The biggest advantage of a reverse mortgage is that you can eliminate your monthly mortgage payments and have access to your equity without selling your home. It's the only way to borrow money while avoiding monthly payments.

Flexibility

Reverse mortgages are flexible and can be used in a variety of ways. Households with financial needs can help remove financial stress.

This could also be used as a financial planning tool - make sure you talk to your financial advisor first.

Low Risk Of Default

There is a low risk of default since there are no payments due until you leave your home. You must keep up on taxes and insurance. Be sure you read the guidelines because you must maintain the house to certain standards.

The lenders have no claim to your other assets or income. You don't owe more than your home's value when the loan matures. This is a big advantage if your home value declines.

No Additional Taxes

There are no taxes on the lump sum of money or fixed income from a reverse mortgage. You also have no restrictions on how you use this money. You are also still the homeowner.

No Deadlines

You can live in your home as long as you want. There are no set deadlines to repay the loan until you either move or pass away.

What are the disadvantages of a reverse mortgage?

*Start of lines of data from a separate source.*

PR #554, opened 2015-10-06
Use the proper architecture value in Solaris packages

schisamo:
We should be using the more general instruction set architecture (e.g. `sparc` vs `sun4v`/`sun4u`). I also added missing test coverage for the Solaris packager!

Fixes chef/chef#4018

/cc @chef/omnibus-maintainers @chef/engineering-services @lamont-granquist @MarkGibbons

### DIFF
--- a/lib/omnibus/packagers/solaris.rb
+++ b/lib/omnibus/packagers/solaris.rb
@@ -14,24 +14,27 @@
 # limitations under the License.
 #
 
+require 'socket'
+
 module Omnibus
   class Packager::Solaris < Packager::Base
+    # @return [Hash]
+    SCRIPT_MAP = {
+      # Default Omnibus naming
+      postinst:  'postinstall',
+      postrm: 'postremove',
+      # Default Solaris naming
+      postinstall:  'postinstall',
+      postremove: 'postremove',
+    }.freeze
+
     id :solaris
 
     build do
-      shellout! "cd #{install_dirname} && find #{install_basename} -print > #{staging_dir_path('files')}"
-      
-
-      write_prototype_content
-
-      write_pkginfo_content
-
-      copy_file("#{project.package_scripts_path}/postinst", staging_dir_path('postinstall'))
-      copy_file("#{project.package_scripts_path}/postrm", staging_dir_path('postremove'))
-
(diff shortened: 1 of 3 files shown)


scotthain:
I hate that travis timing issue on the datestamp test - may want to update the test to regex ignore the seconds? Other than that - code looks good! :+1:

spec/unit/packagers/solaris_spec.rb
```diff
@@ -0,0 +1,231 @@
...
+        expect(contents).to include("BASEDIR=/opt")
+        expect(contents).to include("PKG=project")
+        expect(contents).to include("NAME=project")
+        expect(contents).to include("ARCH=i386")
+        expect(contents).to include("VERSION=1.2.3-1")
+        expect(contents).to include("CATEGORY=application")
+        expect(contents).to include("DESC=")
+        expect(contents).to include("VENDOR=Chef Software")
+        expect(contents).to include("EMAIL=Chef Software")
+        expect(contents).to include("PSTAMP=#{`hostname`.chomp + Time.now.utc.iso8601}")
```
danielsdeleo: You probably want to stub Time here, travis executed the test on a second boundary and failed.

danielsdeleo:
LGTM modulo the time stubbing thing. :+1:

lib/omnibus/packagers/solaris.rb
```diff
@@ -88,17 +111,44 @@ def write_pkginfo_content
...
+    end
+
+    #
+    # The architecture for this Solaris package.
+    #
+    # @return [String]
+    #
+    def safe_architecture
+      # The #intel? and #sparc? helpers come from chef-sugar
+      if intel?
```
jaym: why not `i386?`?

lamont-granquist:
LGTM :+1:

lib/omnibus/packagers/solaris.rb
schisamo: Because there is a bug in chef-sugar:
https://github.com/sethvargo/chef-sugar/pull/121

Without that fix this spec fails:
https://github.com/chef/omnibus/blob/074002633760d29d86d5c651768493e7c00e666d/spec/unit/packagers/solaris_spec.rb#L225-L231

PR #555, opened 2015-10-06
Ensure metadata.json returns the correct Solaris arch value

schisamo:
This is an additional fix for chef/omnibus#554.

/cc @chef/omnibus-maintainers @chef/engineering-services  @lamont-granquist @jkeiser @jaym


scotthain:
I am vaguely concerned about the i386 etc thing. I don't want to overload what we consider in opscode-ci i386 as 32bit. The problem with Solaris is it's 64bit but ohai sets it as i386... Let's talk more about this.

schisamo:
@scotthain IMO we need to decide if `Omnibus::Metdata` returns:

1. The Ohai value for arch: `i86pc`, `sun4v`, `sun4u` etc.
2. The same arch as the  `Omnibus::Packager::Solaris` value as dictated by `pkginfo` and the [Solaris packaging standards](http://docs.oracle.com/cd/E19683-01/816-0219/6m6njqbat/index.html): 

> ARCH values from the following Solaris-supported instruction set architectures (uname -p): sparc, i386, and ppc

For sanity's sake I think we should go with `#2` which ensures a `*.solaris` package and its `*.solaris.metdata.json` file are in sync WRT to architecture.

stevendanna:
:+1: I am for (2).  I think that makes the most sense in the context of an omnibus package.

lamont-granquist:
:+1: for 2

scotthain:
I'm fine with 2 :+1:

There are some disadvantages to this loan so be sure you do your research and talk to your financial planner.

High Fees

First, there are high fees. The upfront fees are expensive and include closing costs, origination fees, and insurance.

You can finance this in the loan if you don't want to pay out of pocket, but this is considered the borrowed amount and you will pay interest.

Interest Charges

Every month the amount of owed interest grows. The amount you need to repay could be higher than your original mortgage because of this.

Equity Limitations

Another drawback is that you won't be able to access all of your home equity. The loan amount is determined by your home's appraisal value, your age, current interest rates, and the balance on your mortgage.

Since you are borrowing against your equity in the home and accumulating interest, there may not be much wealth to your heirs.

Reverse mortgages can seem rather complicated. They are the opposite of a traditional mortgage. And many financial advisors have had to study these loans to understand them entirely.

Who should get a reverse mortgage?

Any cash-strapped senior can benefit from the extra money for living expenses and bills. However, the upfront fees are high.

If you are borrowing a small amount, a reverse mortgage may not be the best option because of the fees.

Be sure you discuss with a financial planner to determine the best option for you. You can also look into a home-equity line of credit for another money option.

Always make sure that there isn't a cheaper option available.